__Task instructions__: In the listing that follows, the lines starting at the one containing "Now that we" and ending at the one containing "mkAlt fc sc (cn, t, ar)" are to be returned exactly, both boundary lines included, and no others.

__Material for this exercise__:
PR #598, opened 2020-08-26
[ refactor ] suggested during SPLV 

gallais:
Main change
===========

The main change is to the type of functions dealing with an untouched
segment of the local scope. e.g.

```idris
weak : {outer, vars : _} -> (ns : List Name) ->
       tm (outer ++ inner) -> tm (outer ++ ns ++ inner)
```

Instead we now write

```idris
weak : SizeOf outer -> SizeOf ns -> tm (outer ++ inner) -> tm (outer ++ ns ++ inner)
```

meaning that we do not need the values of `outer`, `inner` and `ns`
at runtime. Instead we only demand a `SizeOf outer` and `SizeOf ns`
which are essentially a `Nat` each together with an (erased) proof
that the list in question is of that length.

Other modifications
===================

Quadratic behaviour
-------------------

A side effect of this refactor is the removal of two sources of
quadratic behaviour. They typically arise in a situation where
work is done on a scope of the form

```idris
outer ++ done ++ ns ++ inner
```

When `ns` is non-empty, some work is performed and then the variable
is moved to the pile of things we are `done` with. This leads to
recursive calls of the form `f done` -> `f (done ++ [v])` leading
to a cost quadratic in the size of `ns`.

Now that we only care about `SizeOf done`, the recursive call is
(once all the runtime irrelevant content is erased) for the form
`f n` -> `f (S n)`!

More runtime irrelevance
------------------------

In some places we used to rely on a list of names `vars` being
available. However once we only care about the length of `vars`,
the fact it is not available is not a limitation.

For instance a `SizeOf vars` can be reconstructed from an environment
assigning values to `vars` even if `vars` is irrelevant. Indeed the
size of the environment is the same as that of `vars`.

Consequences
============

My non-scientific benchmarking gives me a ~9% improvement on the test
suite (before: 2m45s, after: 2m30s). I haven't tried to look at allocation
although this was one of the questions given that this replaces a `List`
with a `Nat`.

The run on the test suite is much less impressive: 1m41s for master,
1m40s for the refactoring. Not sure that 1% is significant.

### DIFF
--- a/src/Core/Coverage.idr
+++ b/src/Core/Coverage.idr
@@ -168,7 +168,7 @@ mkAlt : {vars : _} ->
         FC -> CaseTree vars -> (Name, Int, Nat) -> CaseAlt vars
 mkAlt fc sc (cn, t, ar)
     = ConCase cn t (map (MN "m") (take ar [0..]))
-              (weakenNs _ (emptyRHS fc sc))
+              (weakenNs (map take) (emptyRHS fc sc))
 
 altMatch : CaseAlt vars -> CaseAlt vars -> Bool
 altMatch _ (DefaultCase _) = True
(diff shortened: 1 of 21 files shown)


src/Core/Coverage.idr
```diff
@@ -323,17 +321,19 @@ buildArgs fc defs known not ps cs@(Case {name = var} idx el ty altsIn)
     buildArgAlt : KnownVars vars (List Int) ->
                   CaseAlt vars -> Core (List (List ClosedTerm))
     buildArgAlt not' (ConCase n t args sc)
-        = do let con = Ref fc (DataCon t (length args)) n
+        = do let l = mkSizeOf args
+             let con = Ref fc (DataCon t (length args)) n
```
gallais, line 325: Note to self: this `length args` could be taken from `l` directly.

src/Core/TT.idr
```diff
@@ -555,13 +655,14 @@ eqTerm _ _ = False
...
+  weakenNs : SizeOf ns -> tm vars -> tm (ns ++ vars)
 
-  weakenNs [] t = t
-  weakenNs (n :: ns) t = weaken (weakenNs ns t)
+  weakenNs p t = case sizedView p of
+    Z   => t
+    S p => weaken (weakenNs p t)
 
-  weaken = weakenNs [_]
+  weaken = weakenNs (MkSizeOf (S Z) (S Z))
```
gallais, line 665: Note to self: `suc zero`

...

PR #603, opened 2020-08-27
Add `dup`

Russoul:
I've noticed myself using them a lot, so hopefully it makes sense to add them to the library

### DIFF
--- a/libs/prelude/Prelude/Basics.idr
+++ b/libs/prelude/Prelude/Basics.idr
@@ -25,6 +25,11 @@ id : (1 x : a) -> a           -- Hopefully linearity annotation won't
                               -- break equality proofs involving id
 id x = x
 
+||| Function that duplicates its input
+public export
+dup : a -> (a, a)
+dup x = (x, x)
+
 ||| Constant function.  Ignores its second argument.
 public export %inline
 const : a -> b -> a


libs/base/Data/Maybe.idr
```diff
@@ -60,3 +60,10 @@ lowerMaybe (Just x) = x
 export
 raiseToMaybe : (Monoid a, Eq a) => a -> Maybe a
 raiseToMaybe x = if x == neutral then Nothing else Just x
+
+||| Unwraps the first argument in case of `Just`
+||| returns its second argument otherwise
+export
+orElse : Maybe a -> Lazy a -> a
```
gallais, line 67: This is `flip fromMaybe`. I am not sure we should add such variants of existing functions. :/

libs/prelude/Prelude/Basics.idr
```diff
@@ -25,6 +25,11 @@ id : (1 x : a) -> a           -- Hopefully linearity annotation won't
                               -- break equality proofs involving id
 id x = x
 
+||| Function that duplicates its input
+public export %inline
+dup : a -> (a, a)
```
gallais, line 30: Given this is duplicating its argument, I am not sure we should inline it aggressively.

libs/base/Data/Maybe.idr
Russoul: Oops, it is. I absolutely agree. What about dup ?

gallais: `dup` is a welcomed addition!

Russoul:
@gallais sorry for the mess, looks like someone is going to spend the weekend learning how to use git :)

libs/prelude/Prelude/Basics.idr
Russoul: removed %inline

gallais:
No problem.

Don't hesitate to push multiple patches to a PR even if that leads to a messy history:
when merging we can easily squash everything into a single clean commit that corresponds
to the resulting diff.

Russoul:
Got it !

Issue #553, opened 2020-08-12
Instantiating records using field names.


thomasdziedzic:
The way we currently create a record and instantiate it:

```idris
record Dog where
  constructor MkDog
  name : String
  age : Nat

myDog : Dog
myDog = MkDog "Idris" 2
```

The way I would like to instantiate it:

__Output of the exercise__:
Now that we only care about `SizeOf done`, the recursive call is
(once all the runtime irrelevant content is erased) for the form
`f n` -> `f (S n)`!

More runtime irrelevance
------------------------

In some places we used to rely on a list of names `vars` being
available. However once we only care about the length of `vars`,
the fact it is not available is not a limitation.

For instance a `SizeOf vars` can be reconstructed from an environment
assigning values to `vars` even if `vars` is irrelevant. Indeed the
size of the environment is the same as that of `vars`.

Consequences
============

My non-scientific benchmarking gives me a ~9% improvement on the test
suite (before: 2m45s, after: 2m30s). I haven't tried to look at allocation
although this was one of the questions given that this replaces a `List`
with a `Nat`.

The run on the test suite is much less impressive: 1m41s for master,
1m40s for the refactoring. Not sure that 1% is significant.

### DIFF
--- a/src/Core/Coverage.idr
+++ b/src/Core/Coverage.idr
@@ -168,7 +168,7 @@ mkAlt : {vars : _} ->
         FC -> CaseTree vars -> (Name, Int, Nat) -> CaseAlt vars
 mkAlt fc sc (cn, t, ar)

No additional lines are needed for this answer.